▶ _To do_:
A single figure is expected: how many lines of the data that follows contain the word "ComputeReservation".
The data START
PR #7680, opened 2026-04-27
Revert "feat: Add support for Shared Reservations in ComputeReservation"

gemmahou:
Reverts GoogleCloudPlatform/k8s-config-connector#7278

`shareSettings` implementation in TF is problematic, instead of fixing in TF, it's better to migrate this resource to direct controller.

Keep the changes that unrelated to `shareSettings`:
- mockGCP for basic ComputeReservation
- test case and golden logs for basic ComputeReservation

Quote Joyce's investigation for future reference:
The data END
▶ _Response to the exercise_:
3